Nuba Health is Here.

Nuba Health is open! Seeking patients who want meaningful health care.

Quite a dramatic headline but for me it is a big deal. I started this practice to form real relationships with patients and not worry about all the nonsense that serves to make so much of U.S. healthcare a tragic mess: EMRs, bureaucracy, mammoth corporations that care more about their branding than people.

Health care in America is expensive, impersonal and profit-based, which is a lucrative but unsustainable model. You shouldn’t put a price on someone’s life; they’ll always pay. But that’s precisely the situation we are in. Moreover, the vast profits made by health care companies come from treating chronic illnesses rather than preventing them. In America, there’s no money in prevention.

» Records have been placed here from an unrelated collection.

PR #860, opened 2020-02-18
Refactor tagged and min fc strategy

mikeb01:
- For both Java and C driver, treat the min flow control strategy as a special case of tagged where is_tagged is always true.


aeron-client/src/main/java/io/aeron/ChannelUriStringBuilder.java
```diff
@@ -1228,6 +1228,36 @@ public ChannelUriStringBuilder taggedFlowControl(
...
+
+    /**
+     * Set the min flow control settings to be used on channel.  All specified values may be null and the default
+     * specified in the MediaDriver.Context will be used instead.
+     *
+     * @param groupSize group size required to allow publications for this channel to be move to connected status.
+     * @param timeout timeout receivers, default is ns, but allows suffixing of time units (e.g. 100ms).
+     * @return this for fluent API.
+     */
+    public ChannelUriStringBuilder minFlowControl(
```
mjpt777: Should this also be done for tagged?

aeron-driver/src/main/java/io/aeron/driver/MinMulticastFlowControl.java
```diff
@@ -32,40 +27,13 @@
  * Tracking of receivers is done as long as they continue to send Status Messages. Once SMs stop, the receiver tracking
  * for that receiver will timeout after a given number of nanoseconds.
  */
-public class MinMulticastFlowControl implements FlowControl
+public class MinMulticastFlowControl extends TaggedMulticastFlowControlBase
```
mjpt777: Tagged should extend Min as it added new features.

aeron-client/src/main/java/io/aeron/ChannelUriStringBuilder.java
mikeb01: Yes :-), https://github.com/real-logic/aeron/blob/master/aeron-client/src/main/java/io/aeron/ChannelUriStringBuilder.java#L1201

aeron-driver/src/main/java/io/aeron/driver/MinMulticastFlowControl.java
mikeb01: I think the problem is with the naming of the base class.  I'm going to rework is slightly.  I see Tagged and Min as peers.  Just with different approaches to as to whether the receiver is in the group.  Min - always, Tagged - if receiverTag matches.

mikeb01:
This moves some things around.  The base class is now AbstractGroupMinFlowControl and is agnostic of tagging, but acknowledges that receivers can be in or out of a nominated group.  In the min case all receivers are in the group and for tagged only the ones that where the receiverTag matches are in the group.

mjpt777:
This branch has conflicts which need addressed before it can be merged.

aeron-driver/src/main/java/io/aeron/driver/TaggedMulticastFlowControlBase.java
```diff
@@ -0,0 +1,220 @@
...
+
+import io.aeron.CommonContext;
+import io.aeron.driver.media.UdpChannel;
+import io.aeron.protocol.StatusMessageFlyweight;
+import org.agrona.AsciiEncoding;
+import org.agrona.SystemUtil;
+
+import static io.aeron.logbuffer.LogBufferDescriptor.computePosition;
+
+public abstract class TaggedMulticastFlowControlBase implements FlowControl
```
mjpt777: I think `AbstractMinMulticastFlowControl` is a better name.

mikeb01:
This has diverged too far.  I'm going recreate the PR from a fresh branch.

PR #861, opened 2020-02-18
[C] Windows fixes

ltrzesniewski:
Here's another round of Windows fixes for the media driver. See individual commit messages for details. The cleanup commit mostly gets rid of some warnings and makes the IDE happier.

There are still other things I'll need to fix though, I'll send the fixes later.

### DIFF
--- a/aeron-driver/src/main/c/concurrent/aeron_atomic64_gcc_x86_64.h
+++ b/aeron-driver/src/main/c/concurrent/aeron_atomic64_gcc_x86_64.h
@@ -64,16 +64,6 @@ do \
 } \
 while (false)
 
-#define AERON_CMPXCHG64(original, dst, expected, desired) \
-do \
-{ \
-    asm volatile( \
-        "lock; cmpxchgq %2, %1" \
-        : "=a"(original), "+m"(dst) \
-        : "q"(desired), "0"(expected)); \
-} \
-while (false)
-
 inline bool aeron_cmpxchg64(volatile int64_t* destination, int64_t expected, int64_t desired)
 {
     int64_t original;
--- a/aeron-driver/src/main/c/media/aeron_udp_channel_transport.c
+++ b/aeron-driver/src/main/c/media/aeron_udp_channel_transport.c
@@ -20,9 +20,9 @@
 #endif
 
 #include "util/aeron_platform.h"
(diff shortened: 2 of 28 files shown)


aeron-driver/src/main/c/util/aeron_error.c
```diff
@@ -168,8 +168,14 @@ void aeron_set_windows_error()
         0,
         NULL);
 
-    aeron_set_err(errorId, messageBuffer);
-    free(messageBuffer);
+	if (result == 0)
```
mjpt777: Formatting is a bit screwed here. Is there something missing?

aeron-driver/src/main/c/concurrent/aeron_atomic64_gcc_x86_64.h
```diff
@@ -64,16 +64,6 @@ do \
 } \
 while (false)
 
-#define AERON_CMPXCHG64(original, dst, expected, desired) \
```
mjpt777: Why remove this?

aeron-driver/src/main/c/util/aeron_error.c
ltrzesniewski: Sorry, I inserted tabs here instead of spaces, will fix.

aeron-driver/src/main/c/concurrent/aeron_atomic64_gcc_x86_64.h
ltrzesniewski: - It's not used anywhere, `aeron_cmpxchg64` is used instead
 - The MSVC definition used GCC syntax so wouldn't compile if used

aeron-driver/src/main/c/media/aeron_udp_channel_transport.c
```diff
@@ -226,7 +226,7 @@ int aeron_udp_channel_transport_init(
     if(set_socket_non_blocking(transport->fd) < 0)
```
mjpt777: Minor point on formatting here. No space after if.

ltrzesniewski: Ok, I'll fix that in the next PR

PR #1911, opened 2025-12-29
[Java] Introduce `maxPayloadLength` method to `ClientSession`

zct:
This allows service implementations to determine the maximum message size
enabling them to choose between tryClaim() for small messages (zero-copy)
and offer() for larger messages (automatic fragmentation).

### DIFF
--- a/aeron-cluster/src/main/java/io/aeron/cluster/service/ClientSession.java
+++ b/aeron-cluster/src/main/java/io/aeron/cluster/service/ClientSession.java
@@ -131,4 +131,22 @@ public interface ClientSession
      * @see BufferClaim#abort()
      */
     long tryClaim(int length, BufferClaim bufferClaim);
+
+    /**
+     * Get the maximum payload length that can be sent in a single message via {@link #tryClaim(int, BufferClaim)}.
+     * <p>
+     * This allows service implementations to determine the maximum message size enabling them to choose between
+     * {@link #tryClaim(int, BufferClaim)} for small messages (zero-copy) and {@link #offer(DirectBuffer, int, int)}
+     * for larger messages (automatic fragmentation).
+     *
+     * @return the maximum payload length in bytes.
+     */
+    int maxPayloadLength();
+
+    /**
+     * Get the maximum message length that can be sent in a single message via {@link #offer(DirectBuffer, int, int)}.
+     *
+     * @return the maximum message length in bytes.
+     */
+    int maxMessageLength();
 }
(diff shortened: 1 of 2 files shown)


zct:
@vyazelenko  Do you have any better suggestions for this use case?  Thanks!

aeron-cluster/src/main/java/io/aeron/cluster/service/ClusteredServiceAgent.java
```diff
@@ -743,6 +743,16 @@ long tryClaim(
...
     }
 
+    int maxPayloadLength(final Publication publication)
+    {
+        if (Cluster.Role.LEADER == role && null != publication)
+        {
+            return publication.maxPayloadLength() - SESSION_HEADER_LENGTH;
+        }
+
+        return headerBuffer.capacity() - SESSION_HEADER_LENGTH;
```
vyazelenko: This is wrong, i.e. the `headerBuffer.capacity()` is `65472` bytes which is far larger than a valid value for the `tryClaim` call.

aeron-cluster/src/main/java/io/aeron/cluster/service/ClusteredServiceAgent.java
```diff
@@ -743,6 +743,16 @@ long tryClaim(
         return offset;
     }
 
+    int maxPayloadLength(final Publication publication)
+    {
+        if (Cluster.Role.LEADER == role && null != publication)
+        {
+            return publication.maxPayloadLength() - SESSION_HEADER_LENGTH;
+        }
```
vyazelenko: This value is static per publication and thus should be computed only once.

aeron-cluster/src/main/java/io/aeron/cluster/service/ClusteredServiceAgent.java
zct: Ok. I'll fix it

zct:
@vyazelenko Fixed. I hope I didn't misunderstand. Add maxPayloadLength() for tryClaim() single-frame messages and maxMessageLength() for offer() fragmented messages
Both values are computed once in connect() when the responsePublication is created and subtract SESSION_HEADER_LENGTH since the cluster protocol adds a session header to every message

vyazelenko (approved):

vyazelenko:
@zct Thanks for the PR.

vyazelenko:
@zct I've declared victory too early. Your solution only work for a leader node but returns zeroes for followers. This means that it can lead to node divergence if this feature would be used, because different code branch would be taken on follower vs leader.

This feature is something we are looking to implement. However, it probably won't make the upcoming 1.50.0 release.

As a result, most primary care physicians are burned-out clinicians who have little to no control over their relationships with patients. Volume and billings, not compassion and service, dictate their daily work. And they are trapped: after years of education and sacrifice, many cannot take the risk of working for themselves. Even less so nowadays, as small practice after small practice is gobbled up by health care conglomerates, and the independent doctor who is also a friend becomes a thing of the past.

My practice is an attempt to give patients a meaningful alternative to corporate medicine. I focus on prevention and improvement rather than a different pill or additional surgery. Human beings are inherently healthy. The body and mind are exquisite organisms that in general need very little intervention to heal and thrive. Stress, isolation and lack of knowledge underlie most of the health problems in America today. My mission is to change that, one patient at a time.